Какузу хмуро взирал на округу, конечно, его выражения лица было не разглядеть за маской, но морщинки вокруг глаз выдавали его хмурое настроение. Он шёл немного поодаль от своих спутников, которые, впрочем, не особенно обращали на него внимание.
– Хочешь остановиться, Итачи-сан? – спросил Кисаме, лениво постукивая пальцами по рукояти Самехады. Он кивнул головой в сторону непримечательной чайной на краю деревни, по которой они шли, и кривовато улыбнулся.
Какузу только бесился, его раздражение плавило воздух вокруг. Он сверлил взглядом затылок Итачи, как будто мог повлиять на его ответ.
Итачи не ответил вовсе, но ненавязчиво повернул в сторону чайной. Кисаме заулыбался.
– Опять? – сердито возмутился Какузу, – Вы двое тратите больше времени и денег на чай, чем…
– Ты здесь гость, Зомби-сан, – сказал Кисаме, оглядываясь через плечо, – Как мы выполняем наши миссии – только наше дело.
– Пока я здесь, это и моё дело, – просто из вредности ответил Какузу, но Кисаме остался равнодушным. Итачи даже не обернулся.

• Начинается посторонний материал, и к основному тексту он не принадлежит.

PR #51, opened 2020-03-02
feat(resize): adding Online volume expansion support for ZFSPV

pawanpraka1:
We can resize the volume by updating the PVC yaml to
the desired size and apply it. The ZFS Driver will take care
of updating the quota in case of dataset. If we are using a
Zvol and have mounted it as ext4 or xfs filesystem, the driver will take
care of expanding the volume via reize2fs/xfs_growfs binaries.

For resize, storageclass that provisions the pvc must support resize. We should have allowVolumeExpansion as true in storageclass
    
    ```yaml
    apiVersion: storage.k8s.io/v1
    kind: StorageClass
    metadata:
      name: openebs-zfspv
    allowVolumeExpansion: true
    parameters:
      poolname: "zfspv-pool"
    
    ```

### DIFF
--- a/pkg/zfs/resize.go
+++ b/pkg/zfs/resize.go
@@ -1,0 +1,83 @@
+/*
+Copyright 2020 The Kubernetes Authors.
+
+Licensed under the Apache License, Version 2.0 (the "License");
+you may not use this file except in compliance with the License.
+You may obtain a copy of the License at
+
+http://www.apache.org/licenses/LICENSE-2.0
+
+Unless required by applicable law or agreed to in writing, software
+distributed under the License is distributed on an "AS IS" BASIS,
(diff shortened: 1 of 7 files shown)


pkg/zfs/resize.go
```diff
@@ -0,0 +1,82 @@
...
+	cmd := exec.Command("xfs_growfs", path)
+	out, err := cmd.CombinedOutput()
+	if err != nil {
+		logrus.Errorf("zfspv: resize failed error: %s", string(out))
+		return err
+	}
+	return nil
+}
+
+// HandleVolResize resizes the filesystem
```
kmova: how does resize get handled for ZFS datasets?

pawanpraka1: for zfs dataset, we just have to set the quota, nothing else needs to be done.

Issue #55, opened 2020-03-10
quota is not set for the cloned volume in case of zfs file system


w3aman:
**what happened:**
Deploy application with pvc of 2Gi. After exec into the application if we do `df -h` we see the correct claimsize on mount point.
```root@percona-58579467dc-rmw5n:/# df -h
Filesystem                                          Size  Used Avail Use% Mounted on
overlay                                              98G  9.3G   84G  10% /
tmpfs                                                64M     0   64M   0% /dev
tmpfs                                               3.9G     0  3.9G   0% /sys/fs/cgroup
/dev/sda1                                            98G  9.3G   84G  10% /etc/hosts
shm                                                  64M     0   64M   0% /dev/shm
test-pool/pvc-6c79f1f9-dc91-408e-b0e1-aa9120dae6b3  2.0G  215M  1.8G  11% /var/lib/mysql
tmpfs                                               3.9G   12K  3.9G   1% /run/secrets/kubernetes.io/serviceaccount
tmpfs                                               3.9G     0  3.9G   0% /proc/acpi
tmpfs                                               3.9G     0  3.9G   0% /proc/scsi
tmpfs                                               3.9G     0  3.9G   0% /sys/firmware
```
But when tried to clone the volume and used it, exec into application show `df -h` as some different size which is not the clone volume size. In my case it is showing the zpool capacity.

```
root@percona1-7c776f8558-6cskw:/# df -h
Filesystem                                          Size  Used Avail Use% Mounted on
overlay                                              98G  9.3G   84G  10% /
tmpfs                                                64M     0   64M   0% /dev
tmpfs                                               3.9G     0  3.9G   0% /sys/fs/cgroup
/dev/sda1                                            98G  9.3G   84G  10% /etc/hosts
shm                                                  64M     0   64M   0% /dev/shm
test-pool/pvc-fe8c7583-9896-4ae8-9e59-0393f0858279  9.7G  215M  9.4G   3% /var/lib/mysql
tmpfs                                               3.9G   12K  3.9G   1% /run/secrets/kubernetes.io/serviceaccount
tmpfs                                               3.9G     0  3.9G   0% /proc/acpi
tmpfs                                               3.9G     0  3.9G   0% /proc/scsi
tmpfs                                               3.9G     0  3.9G   0% /sys/firmware
```
**Note that:**
This above scenario is with only zfs file system. Didn't see any size mismatch with ext4/xfs file system

w3aman:
[...]

PR #57, opened 2020-03-10
fix(clone): setting properties on the clone volume

pawanpraka1:
fixes https://github.com/openebs/zfs-localpv/issues/55.

When we clone the zvol, it inherits volsize and block size from the snapshot from which this clone is created. This is not true for datasets, we have to set all the properties while creating the clone. Also, properties like compression, dedup will not be set on the cloned volume for both zvol and dataset. Here I am setting all the prperties for zvol and dataset while creating the clone volume.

– Если бы ты прекратил убивать своих напарников, тебе бы не пришлось терпеть других, – предложил Кисаме, и пожал плечами в ответ на колкий взгляд Какузу, – Да ладно, что я буду тебе рассказывать, как себя вести. Только и ты нам не рассказывай, как выполнять наши миссии.

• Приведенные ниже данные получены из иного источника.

Issue #56, opened 2020-03-10
Volume is not able to mount/attach in case of "xfs" file system due to duplicate UUID


w3aman:
**what happened:**
i provisioned volume with fstype as "xfs" in storageclass. Application was succesfully deployed. When i tried to clone the volume, pvc gets bound but application stuck in container creating state.
Giving error as below:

Какузу был жутким существом, покрытым шрамами и чёрными швами, и однажды они с Хошигаки даже чуть не подрались – но до битвы дело не дошло. Напарник Кисаме, этот печальный Учиха, вмешался. Кисаме был силен – и они оба с нетерпением ждали захватывающего сражения – но Итачи Учиха превзошел их обоих.
Не то, чтобы Кисаме спрятался за своим напарником, просто Итачи не терпел глупых драк. И из-за этого Хошигаки мог свободно бесить и подкалывать Какузу, понимая, что всегда есть кто-то, кто без проблем доберётся до каждого его сердца за всеми нитями и швами.
Какузу тяжело вздохнул, когда они подошли к маленькой чайной. Он слышал, что в этой деревне скрывалась дорогая добыча, от чего каждое промедление бесило его ещё сильнее. В чайной приятно пахло крепким чаем и домашней выпечкой. На двери висел знак, странный символ, окрашенный в красный - треугольник внутри круга.
Как только Кисаме открыл дверь, аура страшной злобы волной ударила по трем шиноби. Рука Кисаме сжала рукоять Самехады. Шаринган Итачи ожил.
Брови Какузу поднялись, и он тихо удивился, – О?
Дверь открылась до конца и их взору предстало аккуратное помещение и один человек в нём. Злая аура стихла так же быстро, как и появилась, подобно резкому порыву ветра, вроде сквозняка, но откуда она вообще взялась, понятнее не стало. Предполагаемый владелец чайной стоял за обычной для такого места стойкой, перед которой стояли три стола - деревянные, все без каких-либо украшений или скатертей. На полу, прямо перед стойкой, был нарисован тот же символ, что и на двери. Позади мужчины на стене висело меню - простое, без изысков - и вывеска с ручной росписью: «Во славу нашего Господина Джашина».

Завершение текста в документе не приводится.